Medicare Advantage (MA) plans or commercial payers may reimburse based on the CMS ASP drug pricing files or based on a different contracted rate. These may be outlined in the payer contract in a number of ways, including:
- 100% of current CMS ASP drug pricing files;
- A higher percentage of CMS ASP drug pricing files;
- A percentage of the usual and customary billed fee; or
- A carve-out contract rate per J-Code.
After the contracted allowable per payer has been identified, a comprehensive report of the actual payments posted can be verified. This can be monitored during the payment process as well.
After the primary payment is received, any remaining balance is transferred to a secondary insurance carrier, the patient, or a PAP. Monitoring this RCM step is critical to ensure that full reimbursement is obtained.
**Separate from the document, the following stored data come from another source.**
PR #24644, opened 2025-09-13
Wraith salt rework

TobleroneSwordfish:
## About the PR 
Salt no longer reveals wraiths, it instead blocks them and can be passed by shoving against it repeatedly in exchange for 15 health. Shoving into the salt visibly moves it.
Salt now blocks wraith abilities based on line of sight. Salt that blocks a wraith ability will hiss and glow black for a second.
## Why's this needed? 
The polarizing nature of salt is widely hated, wraiths dying instantly because they accidentally glided over a table with a salt pile under it never feels good. This PR is an attempt to fix that without increasing wraith's overall power/threat level.
Now you can draw circles of salt around areas to make them actually immune to wraith effects, or try to trap the wraith in an enclosed region, forcing them to take health damage to escape.
## Testing 
image
image

## Changelog 

```changelog
(u)LeahTheTech
(*)Salt no longer reveals wraiths, instead it blocks them and can be shoved through for a small health cost.
(*)Salt now blocks wraith abilities based on line of sight.
```

### DIFF
--- a/code/obj/decal/cleanable.dm
+++ b/code/obj/decal/cleanable.dm
@@ -1361,6 +1361,7 @@ var/list/blood_decal_violent_icon_states = list("floor1", "floor2", "floor3", "f
 	sample_reagent = "salt"
 	sample_verb = "scrape"
 	var/health = 30
+	var/bump_stacks = 0
 
 	New()
 		..()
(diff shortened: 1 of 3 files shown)


SunWuDrakios:
I really like the idea, in some cases I wasnt against salt but sometimes like you mentioned there is just a little pile that you either dont see or that is hidden and you lose a life because of that. I also think it makes more sense to me because in pop culture salt is often used for protection instead of aggression I think this change resembles this more and still lets the wraith feel "powerful" in the sense that they can still breach the barrier but it costs them a little bit.

Also maybe it would be funny if normal ghosts just for the fun of it can bump into salt walls and hear a sound similar to the sound a tray makes when you hit someone and they "fall over"

code/obj/decal/cleanable.dm
```diff
@@ -1377,6 +1378,27 @@ var/list/blood_decal_violent_icon_states = list("floor1", "floor2", "floor3", "f
 		if (T)
 			updateSurroundingSalt(T)
 
+	/// When a wraith or similar bumps into this, returns TRUE if destroyed
+	proc/wraith_bump(mob/living/intangible/wraith/wraith)
+		if (ON_COOLDOWN(src, "wraith_bumped", 1 SECOND))
+			return
+		hit_twitch(src)
+		src.bump_stacks += 1
+		if (src.bump_stacks >= 3)
```
JORJ949, line 1387: I think this should be an actionbar similar to forcing your way through an interdicted rift. Actionbars are more noticable that you're doing something than a simple chat message.

JORJ949 (changes requested):

code/obj/decal/cleanable.dm
JORJ949: Also means you dont have to process() salt piles.

TobleroneSwordfish: I actually think in this case an actionbar would be worse, the issue with the "push through" type actionbars is that it only actually requires you to bump into the thing once, making it very easy to get accidentally dragged through/over the thing (watch a new player monkey try to stand in front of a table)
With this mechanic taking health, accidentally pushing through would be incredibly frustrating. Also leaving it as a bump action means every distinct "attempt" to shove through the salt shows up to the crew as well, giving them valuable information about where the wraith is.

JORJ949: You could have it check if they are still holding the key to move in that direction to continue the actionbar, but i was unaware the salt would move while you were breaking through so that's probably enough visual clarity without needing an actionbar.

PR #24648, opened 2025-09-13
Code tidy up of DiskRack

mordent-goonstation:
[UI][Code Quality]

## About the PR 

- Separates DiskDrive component, with additional Disk component
- Add an eject button a la IRL drives

## Why's this needed? 

Is already shared between cloning console and disk drive, Goonstation standard interface components should be available as a component rather than within one of the interfaces.

Eject button slight skeuomorphic nudge. 

## Testing 

Works in current usages.

image
image


code/obj/machinery/clone_rack.dm
```diff
@@ -39,7 +39,7 @@ TYPEINFO(/obj/machinery/disk_rack)
 /obj/machinery/disk_rack/ui_interact(mob/user, datum/tgui/ui)
 	ui = tgui_process.try_update_ui(user, src, ui)
 	if (!ui)
-		ui = new(user, src, "DiskRack")
+		ui = new(user, src, "DiskRack", src.name)
```
TobleroneSwordfish, line 42: oh I deliberately didn't do this because it'll show up labels which always feels weird, maybe use `initial(src.name)` instead?

TobleroneSwordfish (approved):
Looks good, fixing my laziness not following proper component convention 🙏

PR #24650, opened 2025-09-13
Lint for britishness

TobleroneSwordfish:
## About the PR 
Adds a grep check for `colour` anywhere in the codebase.
Also cleans up the grep check files because they were wildly out of sync and had duplicate entries for some reason.
## Why's this needed? 
Consistency plus lowering @mordent-goonstation 's blood pressure
## Testing 

This is the test!


JORJ949:
Devastation.

aaaaaaaaaaaaaaaaaah:
Sure, though colour is the better spelling.

PR #24652, opened 2025-09-13
Refactors clothing slots to use a bitflag instead of istype (partly)

Valtsu0:
[clothing]
## About the PR 
What can have these flags without runtimes are currently still pretty much limited to what they were previously as described in _std/defines/clothing.dm.
belts and backpacks still use c_flags due to me not wanting this to be a 150 file pr

only player facing change should be being able to wear cat ears on ears and head without putting a radio in. technology

## Why's this needed? 
Originally i wanted to be able to wear the plunger in the mask slot, but quite a lot of things are needed to make that possible
With the changes that are in this pr wearing shoes or gloves as hats could be added (any spriters?)

less istype

## Testing 
I have tested everything i thought of, including critters and hattables. There is still a decent chance i missed something though

## Things I'd prefer to do in separate prs but I'll do them in this one if it would be better

- change belts and backpacks to use this system
- combine the 4 or so different seals hair variables into one c_flag so any item could be worn on the head
- see what would be needed to be done to relax the path restrictions on other slots

### DIFF
--- a/_std/defines/clothing.dm
+++ b/_std/defines/clothing.dm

A delay in the claim being sent to the secondary insurance or the request for payment being sent to the PAP will affect the accounts receivable aging. Careful attention to targeted reports of each step, prompting action as appropriate, will help you to achieve full reimbursement in a timely manner.
CONTINUOUS PROCESS IMPROVEMENT
As you refine your RCM process focusing on medication claims, new challenges will occur, prompting further changes to your workflow. New, detailed reports that may require routine reviews will be created. A specific insurance carrier may change its policies without warning, which in turn will demand internal process changes. When protocol updates occur, communication and training with all stakeholders in the practice is required to maintain an efficient RCM. A commitment to the scrutiny of the accounts receivable will help you to maintain and even improve medication profitability in your practice.